I would like every line of the records below that contains the word "previously" copied.
** Opening The records block **
PR #604, opened 2020-05-30
X3: Corner cases in alternative parser with container attribute

### LINKED ISSUE #394: X3: Attributeless parsers within container handling parsers
Update: https://svn.boost.org/trac10/ticket/6444 looks like the same problem.

X3 appends a default constructed value to containers if underlying parser of container handling parser (such as `kleene`, `plus` or `list`) does not generate anything.

```cpp
#include <boost/spirit/home/qi.hpp>
#include <vector>
#include <iostream>

template <typename F>
void test(F f)
{
    std::vector<int> v;
    char s[] = "1\n2\n3\n---\n5\n---\n---\n7\n---";
    f(std::begin(s), std::end(s), v);
    for (auto x : v) std::cout << x << '\n';
}

int main()
{
    std::cout << "qi:\n"; test([](auto f, auto l, auto& v){ qi::parse(f, l, (qi::int_ | "---") % qi::eol, v); });
    std::cout << "x3:\n"; test([](auto f, auto l, auto& v){ x3::parse(f, l, (x3::int_ | "---") % x3::eol, v); });
}
```

Output:
```
qi:
1
2
3
5
7
x3:
1
2
3
0
5
0
0
7
0
```

### LINKED ISSUE #603: Composite rules of x3::string("..."), if assigned an action, cannot be used in phrase_parse.
This is really weird and I cannot explain what's happening here. Possibly I'm stupid and not seeing something obvious, but I don't think that's the case. Here's an example of what I'm trying to do:

```cpp
    auto print_attr_type = [=](auto& ctx) {
        std::cout << typeid (x3::_attr(ctx)).name() << std::endl;
    };

    std::string s("\"Text\"");
    auto parser1 = x3::lexeme['"' >> *(x3::char_('\\') >> x3::char_('"') | x3::char_ - '"') >> '"'][print_attr_type];
    auto parser2 = x3::lexeme['"' >> *(x3::string("\\\"") | x3::char_ - '"') >> '"'][print_attr_type];
    x3::phrase_parse(s.begin(),
                     s.end(),
                     parser1,
                     x3::space);
```

Now, this compiles all fine, but if I change the parser in the parsing call to parser2, I get the weirdest compiler errors. The one where it seems to break down is

```
/usr/include/boost/spirit/home/x3/support/traits/move_to.hpp:201:24: error: no matching function for call to ‘move_to(std::remove_reference<char&>::type, std::vector<boost::variant<boost::detail::variant::over_sequence<boost::mpl::l_item<mpl_::long_<2>, std::__cxx11::basic_string<char>, boost::mpl::l_item<mpl_::long_<1>, char, boost::mpl::l_end> > > >, std::allocator<boost::variant<boost::detail::variant::over_sequence<boost::mpl::l_item<mpl_::long_<2>, std::__cxx11::basic_string<char>, boost::mpl::l_item<mpl_::long_<1>, char, boost::mpl::l_end> > > > > >&, boost::mpl::identity<boost::spirit::x3::traits::container_attribute>::type)’
  201 |         detail::move_to(std::move(src), dest
      |         ~~~~~~~~~~~~~~~^~~~~~~~~~~~~~~~~~~~~
  202 |           , typename attribute_category<Dest>::type());
      |           ~~~~~~~~~~~~~~~~~~~~~~~~~~~~~~~~~~~~~~~~~~~~
```

Assigning an action to `x3::string("\\\"")` alone works absolutely fine, and the definition of rule2 itself also seems to work fine, but using rule2 fails. I would be very happy if someone could help me out here, since rule2 looks nicer in code than rule1 (and should, in theory, result in a std::string attribute instead of a `deque<char,char>` one).

Kojoley:
Alternative parser were appending empty values with attributeless parsers, while it should not append anything at all.
A container parser of alternative parser of container parser with container of variant of container attribute was failing to compile.

It would be cleaner to simply store every subparser wrapped inside `alternative` because even the general way to call subparsers is via `parse_alternative`, but it will hurt parser expression tree readability.

Fixes #603
Fixes #394

### DIFF
--- a/include/boost/spirit/home/x3/operator/detail/alternative.hpp
+++ b/include/boost/spirit/home/x3/operator/detail/alternative.hpp
@@ -258,6 +258,22 @@ namespace boost { namespace spirit { namespace x3 { namespace detail
         return false;
     }
 
+    template <typename Subject>
+    struct alternative_helper : unary_parser<Subject, alternative_helper<Subject>>
+    {
+        static bool const is_pass_through_unary = true;
+
+        using unary_parser<Subject, alternative_helper<Subject>>::unary_parser;
+
+        template <typename Iterator, typename Context
+          , typename RContext, typename Attribute>
+        bool parse(Iterator& first, Iterator const& last
+          , Context const& context, RContext& rcontext, Attribute& attr) const
+        {
+            return detail::parse_alternative(this->subject, first, last, context, rcontext, attr);
+        }
+    };
+
     template <typename Left, typename Right, typename Context, typename RContext>
     struct parse_into_container_impl<alternative<Left, Right>, Context, RContext>
     {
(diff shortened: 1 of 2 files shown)


djowel:
It's always nice that you are adding tests on changes like this. Much appreciated! Thank you for taking care of the library.

PR #608, opened 2020-06-07
Revert "Add handling with `optional<Source>` for `boost::spirit::x3::traits::…"

Kojoley:
Reverts boostorg/spirit#534

When a parser attribute type is `optional` it means that it may not produce a value, and in that case target attribute will left uninitialized. If we ever want to support this, it should be done somehow explicitly.

Also, the test does not compile, it is not run by CI because it was not add to `Jamfile`.


Kojoley:
I was thinking of putting a static assert, but there is no single good place, I probably get to it later on.

PR #616, opened 2020-07-16
Fixed signed/unsigned mismatch warnings on MinGW.

Lastique:
Use `common_type` trait and explicit casts to avoid comparing `int` and `wchar_t` constant directly, as `wchar_t` may be an unsigned type and cause warnings like this:

```
./boost/spirit/home/support/char_encoding/standard_wide.hpp: In static member function 'static bool boost::spirit::char_encoding::standard_wide::strict_ischar(int)':
./boost/spirit/home/support/char_encoding/standard_wide.hpp:86:23: warning: comparison between signed and unsigned integer expressions [-Wsign-compare]
             return ch >= WCHAR_MIN && ch <= WCHAR_MAX;
                       ^
./boost/spirit/home/support/char_encoding/standard_wide.hpp:86:42: warning: comparison between signed and unsigned integer expressions [-Wsign-compare]
             return ch >= WCHAR_MIN && ch <= WCHAR_MAX;
                                          ^
```

### DIFF
--- a/include/boost/spirit/home/support/char_encoding/standard_wide.hpp
+++ b/include/boost/spirit/home/support/char_encoding/standard_wide.hpp
@@ -17,6 +17,7 @@
 
 #include <boost/assert.hpp>
 #include <boost/cstdint.hpp>
+#include <boost/type_traits/common_type.hpp>
 #include <boost/spirit/home/support/assert_msg.hpp>
 
 namespace boost { namespace spirit { namespace traits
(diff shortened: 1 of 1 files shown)


Kojoley:
I remember pointing @djowel about this warning when it was introduced (https://github.com/boostorg/spirit/commit/5a217a5e033d34b016fef41ee95e311bc1a24140#r35987860). It seems that the check is simply pointless and could be removed.

Btw, is not `static_cast<wchar_t>(WCHAR_MIN)` redundant?

Kojoley:
Ah, the only place where call to it is not pointless, in `toucs4` function.

Kojoley:
Nevermind, it should not be in `toucs4` in the first place.

Lastique:
> Btw, is not `static_cast<wchar_t>(WCHAR_MIN)` redundant?

It may or may not be. The point is that the type of `WCHAR_MIN` is not `wchar_t` (in this case it's `unsigned int`), so I explicitly make it `wchar_t` before the possible further conversion. Then, depending on whether `wchar_t` is signed, the conversion to `common_int` will either zero or sign extend. Whereas if you cast to `common_int` directly, the conversion will not take into account `wchar_t` signedness.

PR #620, opened 2020-08-25
Cast to correct char type to avoid assertion failure

pepsiman:
I'm getting an assertion failure in boost::spirit using boost 1.74.0:
```
boost/spirit/home/support/char_encoding/standard.hpp:59: static bool boost::spirit::char_encoding::standard::isalnum(int): Assertion `strict_ischar(ch)' failed.
```
This is being called from `boost::spirit::char_class::classify<boost::spirit::char_encoding::standard>::is<unsigned int>()`.

Comparing that function with the functions in `home/x3/support/no_case.hpp`, the wrong type is being used in the cast.

### DIFF
--- a/include/boost/spirit/home/support/char_class.hpp
+++ b/include/boost/spirit/home/support/char_class.hpp
@@ -281,7 +281,7 @@ namespace boost { namespace spirit { namespace char_class
     template <typename CharEncoding>
     struct classify
     {
-        typedef typename CharEncoding::char_type char_type;
+        typedef typename CharEncoding::classify_type char_type;
 
 #define BOOST_SPIRIT_CLASSIFY(name, isname)                                     \
         template <typename Char>                                                \
@@ -507,7 +507,7 @@ namespace boost { namespace spirit { namespace char_class
     template <typename CharEncoding>
     struct convert
     {
-        typedef typename CharEncoding::char_type char_type;
+        typedef typename CharEncoding::classify_type char_type;
 
         template <typename Char>
         static Char
--- a/test/qi/char_class.cpp
+++ b/test/qi/char_class.cpp
@@ -139,6 +139,7 @@ main()
         BOOST_TEST(test("0", xdigit));
         BOOST_TEST(test("f", xdigit));
         BOOST_TEST(!test("g", xdigit));
+        BOOST_TEST(!test("\xF1", print));
     }
 
     {


Kojoley:
Could we have a test for this?

pepsiman:
There's a commented out test in `test/qi/char_class.cpp`.

pepsiman:
Is it possible to write a portable test for `char_encoding::standard` using characters greater than 127?

Kojoley:
> Is it possible to write a portable test for char_encoding::standard using characters greater than 127?

Well, I asked the question having the same doubt and thinking that you have more expertise in the domain since you should be doing it to hit the assertion.

pepsiman:
The grammar was written by someone else and uses char_encoding::unicode everywhere, so I'm not sure why char_encoding::standard is being invoked.

If I were deliberately using char_encoding::standard, I'd expect it to allow the same inputs as the standard functions.

I suppose a test could check that no assertions fail without caring about the result of the function.

pepsiman:
Test added.

F1 is a printable character in all charsets on http://www.madore.org/~david/computers/unicode/cstab.html

sapi33:
Hi,

do you have any clue when this PR is reviewed and considered for merging?
We also faced the assertion errors in Boost 1.74.0. In our case it was due to method `isspace()` in standard.hpp, which is applied when using `boost::spirit::qi::space` in a parser. E.g. for the input 'Ä' the resulting value -67 does obviously not fulfill the condition >= 0 in `strict_ischar()`. With the PR applied the value is 195 and it seemingly works as intended.

djowel:
> do you have any clue when this PR is reviewed and considered for merging?
> We also faced the assertion errors in Boost 1.74.0. In our case it was due to method `isspace()` in standard.hpp, which is applied when using `boost::spirit::qi::space` in a parser. E.g. for the input 'Ä' the resulting value -67 does obviously not fulfill the condition >= 0 in `strict_ischar()`. With the PR applied the value is 195 and it seemingly works as intended.

From above, @Kojoley requested for a test case. Can anyone add one here so we can proceed?

djowel:
> From above, @Kojoley requested for a test case. Can anyone add one here so we can proceed?

Oh ignore that! I see a test has been added!

djowel:
Merged.

PR #621, opened 2020-08-31
Add missing include

camolezi:
This patch makes the header able to be built standalone, making possible C++ clang modules builds. @vgvassilev


camolezi:
Squashed on #626

PR #625, opened 2020-08-31
Add missing include

camolezi:
This patch makes the header able to be built standalone, making possible C++ clang modules builds. @vgvassilev


Kojoley:
Please stop this PRs spamming. I appreciate your efforts, but there is certainly a lot of files needed to be fixed and continuing like this is not an option.

camolezi:
Sorry, this is the last change that we've made. I can squash them all in one commit if it is preferable. And close the previous PRs.

djowel:
> Sorry, this is the last change that we've made. I can squash them all in one commit if it is preferable. And close the previous PRs.

Please do. And many thanks for your PR.

camolezi:
Squashed on #626

PR #627, opened 2020-10-11
Fix typos and encoding errors in copyright headers.

giomasce:


include/boost/spirit/home/x3/support/subcontext.hpp
```diff
@@ -1,6 +1,6 @@
 /*=============================================================================
     Copyright (c) 2001-2014 Joel de Guzman
-    Copyright (c) 2013 Agustin Berge
+    Copyright (c) 2013 Agustín Bergé
```
Kojoley, line 3: What is wrong here? It was intentionally ASCIIfied in 658ac180986240c75c2485df88354e83d8027b89.

giomasce: Sorry, I missed this point. I originally wrote the patch before that change was committed, and failed to notice it when I rebased it.

djowel: Can we fix this now, so we can merge this in?

giomasce: I pushed a fixed version of the commit.

djowel:
Many thanks!

Issue #511, opened 2019-06-03
attribute of x3::rule cannot be ignored since boost 1.70.0


wanghan02:
This simple code below triggers `static_assert(!has_attribute, "The rule requires an input attribute. Check your parser.")` in rule.hpp since [commit afe763b](https://github.com/boostorg/spirit/commit/afe763b61ece1a9fea5aee419920e8526e6dfcef) @Kojoley.  Let's say we have defined a rule with an attribute. We may use this rule in many places. In some places we may want to use this attribute, but in other places we may just want the boolean match result. This static_assert forces us to use the attribute every time (or attach a dummy semantic action as a workaround?...). Is it possible to remove this static_assert? Thanks!

```
#include <iostream>
#include <boost/spirit/home/x3.hpp>

namespace x3 = boost::spirit::x3;

x3::rule<struct dummy1, std::string> ruleName("name");

auto const ruleName_def = +x3::alpha;

BOOST_SPIRIT_DEFINE(ruleName);

int main() {
	std::string str("test");
	bool match = x3::parse(str.begin(), str.end(), x3::omit[ruleName]);
	std::cout << (match ? "match" : "not match") << std::endl;
    return 0;
}
```

Kojoley:
> This static_assert forces us to use the attribute every time (or attach a dummy semantic action as a workaround?...).

It is what the assertion is about. To call a rule you have to have an attribute of the type the rule was defined with, which previously was silently synthesized imposing full attribute manipulation overhead. The same situation is with semantic actions, when an outer parser does not have an attribute and you do not need it in the semantic action.

> Is it possible to remove this static_assert?

I would like to not do it. It needs to return back attribute synchronization in rules that was removed.

P.S. If rules were not strictly typed, you instead have to instantiate the rule with the all used attribute types - the different side of the coin, more flexible, but less user friendly.

wanghan02:
Let's say we have to define a very complex rule with an attribute. Do you mean we cannot use this rule in a simple match or not parser?

Kojoley:
Without synthesizing a temporary attribute - no. The assertion unrevealed a performance problem in your parser, I understand that the easiest way is to ignore it, but is not better to fix it?

djowel:
> which previously was silently synthesized imposing full attribute manipulation overhead.

[...]

PR #633, opened 2020-12-27
Test omit and raw directives behavior with rules

K-ballo:
Sanity checks to ensure `omit[]` and `raw[]` behave as expected with rules, as requested in #511.

Tested against 1.73.0 (pass) and 1.70.0 (fails due to regression). Not tested against develop/master.


djowel:
Wonderful! Looks good to me! Thanks @K-ballo !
** Closing The records block **
Output of the exercise —
It is what the assertion is about. To call a rule you have to have an attribute of the type the rule was defined with, which previously was silently synthesized imposing full attribute manipulation overhead. The same situation is with semantic actions, when an outer parser does not have an attribute and you do not need it in the semantic action.
> which previously was silently synthesized imposing full attribute manipulation overhead.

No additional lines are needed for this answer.